#### TASK ITEM
The answer must be every line below that contains the string "flag".

#### AVAILABLE RECORDS

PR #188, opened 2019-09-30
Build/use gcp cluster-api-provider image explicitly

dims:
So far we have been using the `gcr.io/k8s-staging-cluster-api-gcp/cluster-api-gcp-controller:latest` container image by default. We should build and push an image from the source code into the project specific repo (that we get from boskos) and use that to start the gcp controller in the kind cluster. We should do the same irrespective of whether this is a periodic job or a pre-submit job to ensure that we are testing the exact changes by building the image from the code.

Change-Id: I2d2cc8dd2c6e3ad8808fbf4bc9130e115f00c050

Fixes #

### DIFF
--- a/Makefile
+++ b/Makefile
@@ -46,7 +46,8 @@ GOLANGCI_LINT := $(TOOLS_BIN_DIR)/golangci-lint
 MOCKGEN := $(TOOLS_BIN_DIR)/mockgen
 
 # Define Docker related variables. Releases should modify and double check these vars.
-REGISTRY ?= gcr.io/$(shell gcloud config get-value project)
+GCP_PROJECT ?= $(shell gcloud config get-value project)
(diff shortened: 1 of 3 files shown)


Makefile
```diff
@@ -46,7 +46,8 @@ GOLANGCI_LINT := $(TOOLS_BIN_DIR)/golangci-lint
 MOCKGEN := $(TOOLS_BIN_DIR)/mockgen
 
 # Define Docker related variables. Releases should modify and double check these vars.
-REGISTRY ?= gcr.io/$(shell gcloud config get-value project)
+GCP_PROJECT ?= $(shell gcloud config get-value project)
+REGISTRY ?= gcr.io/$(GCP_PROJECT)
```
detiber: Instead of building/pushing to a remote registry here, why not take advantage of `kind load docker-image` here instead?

--

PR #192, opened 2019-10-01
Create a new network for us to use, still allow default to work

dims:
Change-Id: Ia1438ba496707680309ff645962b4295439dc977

--

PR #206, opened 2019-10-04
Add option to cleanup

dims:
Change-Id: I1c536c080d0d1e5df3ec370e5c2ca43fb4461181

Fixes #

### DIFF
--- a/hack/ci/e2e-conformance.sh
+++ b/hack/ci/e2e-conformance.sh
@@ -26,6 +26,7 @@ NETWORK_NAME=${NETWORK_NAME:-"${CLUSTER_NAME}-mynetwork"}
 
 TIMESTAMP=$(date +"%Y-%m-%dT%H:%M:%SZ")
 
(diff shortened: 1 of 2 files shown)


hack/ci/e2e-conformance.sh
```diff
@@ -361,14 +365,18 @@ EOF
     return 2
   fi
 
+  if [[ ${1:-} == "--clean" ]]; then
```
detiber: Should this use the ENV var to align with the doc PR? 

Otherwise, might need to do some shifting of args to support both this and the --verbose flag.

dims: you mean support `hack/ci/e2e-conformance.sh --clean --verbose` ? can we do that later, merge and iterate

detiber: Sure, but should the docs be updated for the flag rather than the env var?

#### ANSWER SECTION
Otherwise, might need to do some shifting of args to support both this and the --verbose flag.
detiber: Sure, but should the docs be updated for the flag rather than the env var?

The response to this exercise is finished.